All statistical analyses were performed by analysis of variance with Neuman-Keuls post hoc analyses. Significance was determined at P < 0.05.
Online supplemental material.
Fig. S1 depicts flow cytometric characterization of the myeloid cell populations in peripheral blood (A) and spleen (B) of WT and F4/80 KO mice. Fig. S2 shows a quantitative phagocytic assay of the WT and F4/80 KO thioglycollate-elicited microphage. Fig. S3 depicts NO and cytokine production of Bio-gel–elicited macrophages from the WT and F4/80 KO mice (Fig. 3).
The authors would like to thank Ms. M. Ortega and Ms. L. Randall for the care and breeding of the mice.

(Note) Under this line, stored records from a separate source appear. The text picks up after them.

PR #1070, opened 2023-08-09
Rename methods of esplora ext

vladimirfomene:
### Description

This PR fixes #1058. Built on top of #1040 

#### All Submissions:

* [x] I've signed all my commits
* [x] I followed the [contribution guidelines](https://github.com/bitcoindevkit/bdk/blob/master/CONTRIBUTING.md)
* [x] I ran `cargo fmt` and `cargo clippy` before committing

#### New Features:

* [ ] I've added tests for the new feature
* [ ] I've added docs for the new feature

PR #1235, opened 2023-12-07
Refactor/rename electrum_ext and esplora_ext to have sync and full_scan functions

### LINKED ISSUE #1112: `scan_without_keychain` and `scan`'s names should be inverted

notmandatory:
### Description

fixes #1112

Simple function renaming plus updated docs:

1. electrum_ext: rename functions `scan_without_keychain` to `sync` and `scan` to `full_scan` 
2. esplora_ext: rename functions `scan_txs` to `sync` and `scan_txs_with_keychains` to `full_scan`

### Notes to the reviewers

The esplora_ext changes were partially fixed in #1070 but I renamed again so the functions match names ~~suggested in #1112~~ agreed on in discord poll, `sync` and `full_scan`.

### Changelog notice

Changed

- electrum_ext: rename functions scan_without_keychain to sync and scan to full_scan 
- esplora_ext: rename functions scan_txs to sync and scan_txs_with_keychains to full_scan

#### All Submissions:

### DIFF
--- a/crates/chain/src/lib.rs
+++ b/crates/chain/src/lib.rs
@@ -1,4 +1,4 @@
-//! This crate is a collection of core structures for [Bitcoin Dev Kit] (alpha release).
+//! This crate is a collection of core structures for [Bitcoin Dev Kit].
 //!
 //! The goal of this crate is to give wallets the mechanisms needed to:
 //!
--- a/crates/electrum/src/electrum_ext.rs
+++ b/crates/electrum/src/electrum_ext.rs
@@ -134,64 +134,54 @@ pub struct ElectrumUpdate {
 
 /// Trait to extend [`Client`] functionality.
 pub trait ElectrumExt {
-    /// Scan the blockchain (via electrum) for the data specified and returns updates for
-    /// [`bdk_chain`] data structures.
+    /// Full scan the keychain scripts specified with the blockchain (via an Electrum client) and
+    /// returns updates for [`bdk_chain`] data structures.
     ///
     /// - `prev_tip`: the most recent blockchain tip present locally
     /// - `keychain_spks`: keychains that we want to scan transactions for
-    /// - `txids`: transactions for which we want updated [`Anchor`]s
-    /// - `outpoints`: transactions associated with these outpoints (residing, spending) that we
-    ///     want to included in the update
     ///
-    /// The scan for each keychain stops after a gap of `stop_gap` script pubkeys with no associated
+    /// The full scan for each keychain stops after a gap of `stop_gap` script pubkeys with no associated
     /// transactions. `batch_size` specifies the max number of script pubkeys to request for in a
     /// single batch request.
-    fn scan<K: Ord + Clone>(
+    fn full_scan<K: Ord + Clone>(
         &self,
         prev_tip: CheckPoint,
         keychain_spks: BTreeMap<K, impl IntoIterator<Item = (u32, ScriptBuf)>>,
-        txids: impl IntoIterator<Item = Txid>,
-        outpoints: impl IntoIterator<Item = OutPoint>,
         stop_gap: usize,
         batch_size: usize,
     ) -> Result<(ElectrumUpdate, BTreeMap<K, u32>), Error>;
 
-    /// Convenience method to call [`scan`] without requiring a keychain.
+    /// Sync a set of scripts with the blockchain (via an Electrum client) for the data specified
+    /// and returns updates for [`bdk_chain`] data structures.
     ///
-    /// [`scan`]: ElectrumExt::scan
-    fn scan_without_keychain(
+    /// - `prev_tip`: the most recent blockchain tip present locally
+    /// - `misc_spks`: an iterator of scripts we want to sync transactions for
+    /// - `txids`: transactions for which we want updated [`Anchor`]s
+    /// - `outpoints`: transactions associated with these outpoints (residing, spending) that we
+    ///     want to include in the update
+    ///
+    /// `batch_size` specifies the max number of script pubkeys to request for in a single batch
+    /// request.
+    ///
+    /// If the scripts to sync are unknown, such as when restoring or importing a keychain that
+    /// may include scripts that have been used, use [`full_scan`] with the keychain.
+    ///
+    /// [`full_scan`]: ElectrumExt::full_scan
+    fn sync(
         &self,
         prev_tip: CheckPoint,
         misc_spks: impl IntoIterator<Item = ScriptBuf>,
         txids: impl IntoIterator<Item = Txid>,
         outpoints: impl IntoIterator<Item = OutPoint>,
         batch_size: usize,
-    ) -> Result<ElectrumUpdate, Error> {
-        let spk_iter = misc_spks
-            .into_iter()
-            .enumerate()
-            .map(|(i, spk)| (i as u32, spk));
-
-        let (electrum_update, _) = self.scan(
-            prev_tip,
-            [((), spk_iter)].into(),
-            txids,
-            outpoints,
-            usize::MAX,
-            batch_size,
-        )?;
-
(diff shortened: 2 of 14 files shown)


LLFourn:
1. I think that people preferred some other names. This didn't make it into the issue :(. I remmber there was a discord poll cc @danielabrozzoni 
2. It would be really good if we could do as I mentioned in the issue and remove the arguments to `scan_with_keychain` (or whatever it ends up being called) except for the stop gap and the keychain and spks (and chain specific options like parallel requests). `scan_with_keychain` should be a minimal and sepcialized function.
3. The documentation needs to be updated to reflect this. One bit of it even calls `scan_with_keychain` "the star of the show" when we are trying to explain that it is NOT that. It is the opposite of that. It is the ugly inflexible understudy who is only called up when you need to recover from seed!

LLFourn:
https://discord.com/channels/753336465005608961/753367451319926827/1171551358353158164 here it is!

notmandatory:
Oh ya, I was thinking that poll was for `Wallet` but makes sense we also need to change the names and docs here, will do it. The winners of the poll that I'll use are `full_scan` and `sync`.

notmandatory:
Functions renamed plus I updated the docs.

crates/chain/src/lib.rs
```diff
@@ -1,4 +1,4 @@
-//! This crate is a collection of core structures for [Bitcoin Dev Kit] (alpha release).
+//! This crate is a collection of core structures for [Bitcoin Dev Kit].
```
notmandatory, line 1: Alpha version status is already in `Cargo.toml`.

crates/electrum/src/electrum_ext.rs
```diff
@@ -134,19 +134,19 @@ pub struct ElectrumUpdate {
...
     /// - `txids`: transactions for which we want updated [`Anchor`]s
     /// - `outpoints`: transactions associated with these outpoints (residing, spending) that we
     ///     want to included in the update
     ///
-    /// The scan for each keychain stops after a gap of `stop_gap` script pubkeys with no associated
+    /// The full scan for each keychain stops after a gap of `stop_gap` script pubkeys with no associated
     /// transactions. `batch_size` specifies the max number of script pubkeys to request for in a
     /// single batch request.
-    fn scan<K: Ord + Clone>(
+    fn full_scan<K: Ord + Clone>(
```
LLFourn, line 146: please remove `txids` and `outpoints` from this.

notmandatory: Fixed, and for esplora. I also removed copy/paste mistake in the sync() docs that mentioned stop gap and made some params refs.

crates/electrum/src/electrum_ext.rs
```diff
@@ -134,64 +134,54 @@ pub struct ElectrumUpdate {
...
 
-    /// Convenience method to call [`scan`] without requiring a keychain.
+    /// Sync a set of scripts with the blockchain (via an Electrum client) for the data specified
+    /// and returns updates for [`bdk_chain`] data structures.
+    ///
+    /// - `prev_tip`: the most recent blockchain tip present locally
+    /// - `misc_spks`: an iterator of scripts we want to sync transactions for
+    /// - `txids`: transactions for which we want updated [`Anchor`]s
+    /// - `outpoints`: transactions associated with these outpoints (residing, spending) that we
+    ///     want to included in the update
```
ValuedMammal:
```suggestion
    ///     want to include in the update
```

crates/esplora/src/async_ext.rs
```diff
@@ -36,58 +36,45 @@ pub trait EsploraAsyncExt {
...
         >,
-        txids: impl IntoIterator<IntoIter = impl Iterator<Item = Txid> + Send> + Send,
-        outpoints: impl IntoIterator<IntoIter = impl Iterator<Item = OutPoint> + Send> + Send,
         stop_gap: usize,
         parallel_requests: usize,
     ) -> Result<(TxGraph<ConfirmationTimeHeightAnchor>, BTreeMap<K, u32>), Error>;
 
-    /// Convenience method to call [`scan_txs_with_keychains`] without requiring a keychain.
+    /// Sync a set of scripts with with the blockchain (via an Esplora client) for the data
+    /// specified and return a [`TxGraph`] and a map of last active indices.
```
ValuedMammal:
```suggestion
    /// Sync a set of scripts with the blockchain (via an Esplora client) for the data
    /// specified and return a [`TxGraph`].
```

The function doesn't appear to return a 'map of last active indices.' The same is true for the blocking client method.

ValuedMammal (approved):
The code looks good. I ran the esplora tests - all ok.

crates/esplora/src/async_ext.rs
notmandatory: thanks good catches! I fixed for blocking_ext and electrum too.

crates/electrum/src/electrum_ext.rs
```diff
@@ -134,64 +134,54 @@ pub struct ElectrumUpdate {
...
     ///
-    /// The scan for each keychain stops after a gap of `stop_gap` script pubkeys with no associated
+    /// The full scan for each keychain stops after a gap of `stop_gap` script pubkeys with no associated
     /// transactions. `batch_size` specifies the max number of script pubkeys to request for in a
     /// single batch request.
-    fn scan<K: Ord + Clone>(
+    fn full_scan<K: Ord + Clone>(
         &self,
-        prev_tip: CheckPoint,
+        prev_tip: &CheckPoint,
```
LLFourn: I think we shouldn't use references here. Although we can it seems like the wrong hint to give to the user. The design of all the other parameters is that this function owns all of them so there can be no lifetime issues when spawning off a new thread to run this. The value returned by `LocalChain::tip` should be passed trait into this -- borrowing it beforehand doesn't help anyone and just leads to a compiler error before you add a reference and pass that it instead.

LLFourn (approved):
ACK d36db4d8df8173d92b9cdeb4fa9877ca77f56d20

Much nicer thanks. 

side note: the docs here are stale: [d36db4d8df8173d92b9cdeb4fa9877ca77f56d20](https://github.com/bitcoindevkit/bdk/pull/1235/files#diff-edcdb067974af68901999ca2335e8aabe0b6e0768845bb637a87f5dbe5d34124L22). There is no argument `prev_tip` to `update_local_chain`.

notmandatory:
> side note: the docs here are stale: [d36db4d8df8173d92b9cdeb4fa9877ca77f56d20](https://github.com/bitcoindevkit/bdk/pull/1235/files#diff-edcdb067974af68901999ca2335e8aabe0b6e0768845bb637a87f5dbe5d34124L22). There is no argument `prev_tip` to `update_local_chain`.

fixed!

crates/electrum/src/electrum_ext.rs
notmandatory: Fixed.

This study is supported by grants from British Heart Foundation no. PG/02/144 (to H.-H. Lin), from the Wellcome Trust (to M. Stacey), and from National Institutes of Health nos. EY 13066 and EY 11983 (to J. Stein-Streilein). H.-H. Lin has been supported in part by a research grant from Celltech R&D, Inc. S. Gordon is supported by grants from the Medical Research Council, UK.
The authors have no conflicting financial interests.

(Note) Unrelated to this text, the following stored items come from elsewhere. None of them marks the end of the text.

PR #1247, opened 2023-12-20
ci: pin home dependency to 0.5.5 and check_clippy to rust stable version

notmandatory:
### Description

Fixed 1.63 MSRV error by pinning `home` dependency to `0.5.5`, and `clippy` error by changing `check_clippy` job to using rust `stable` version. 

### Notes to the reviewers

It's OK to use rust `stable` version for clippy because we already have a `clippy.toml` file to tell it which version of the clippy rules to check against.

### Changelog notice

None

#### All Submissions:


evanlinjin (approved):
ACK e7fbc8bcf36de110e88095dba8be0c62e2c8e0ef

Abbreviations used: Ab, antibody; a.c., anterior chamber; ACAID, anterior chamber–associated immune deviation; BMAPCs, bone marrow–derived APCs; DTH, delayed-type hypersensitivity; EGF, epidermal growth factor; EMR, EGF module–containing mucin-like hormone receptor; ES, embryonic stem; LAT, local adoptive transfer; PE, phycoerythrin; PEC, peritoneal exudate cells; TM7, seven-span transmembrane; T reg, regulatory T.
H.-H. Lin and D.E. Faunce contributed equally to this work.